### [Work request]
In full and without edits, write out the data that follows.

### [Exercise data]
○ ○ ○ ○ ○ ○ ○
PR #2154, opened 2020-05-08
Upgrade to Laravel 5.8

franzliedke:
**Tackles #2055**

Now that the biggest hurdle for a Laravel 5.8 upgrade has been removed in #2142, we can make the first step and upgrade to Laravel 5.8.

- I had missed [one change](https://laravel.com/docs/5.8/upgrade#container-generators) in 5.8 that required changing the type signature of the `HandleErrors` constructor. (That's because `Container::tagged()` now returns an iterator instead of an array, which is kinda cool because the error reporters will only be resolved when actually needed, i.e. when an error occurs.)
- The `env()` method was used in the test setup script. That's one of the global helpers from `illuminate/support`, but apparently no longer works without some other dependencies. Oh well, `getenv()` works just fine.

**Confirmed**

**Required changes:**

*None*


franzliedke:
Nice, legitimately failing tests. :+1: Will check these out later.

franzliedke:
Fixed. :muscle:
○ ○ ○ ○ ○ ○ ○
### [Written answer]
PR #2154, opened 2020-05-08
Upgrade to Laravel 5.8

franzliedke:
**Tackles #2055**

Now that the biggest hurdle for a Laravel 5.8 upgrade has been removed in #2142, we can make the first step and upgrade to Laravel 5.8.

- I had missed [one change](https://laravel.com/docs/5.8/upgrade#container-generators) in 5.8 that required changing the type signature of the `HandleErrors` constructor. (That's because `Container::tagged()` now returns an iterator instead of an array, which is kinda cool because the error reporters will only be resolved when actually needed, i.e. when an error occurs.)
- The `env()` method was used in the test setup script. That's one of the global helpers from `illuminate/support`, but apparently no longer works without some other dependencies. Oh well, `getenv()` works just fine.

**Confirmed**

**Required changes:**

*None*


franzliedke:
Nice, legitimately failing tests. :+1: Will check these out later.

franzliedke:
Fixed. :muscle:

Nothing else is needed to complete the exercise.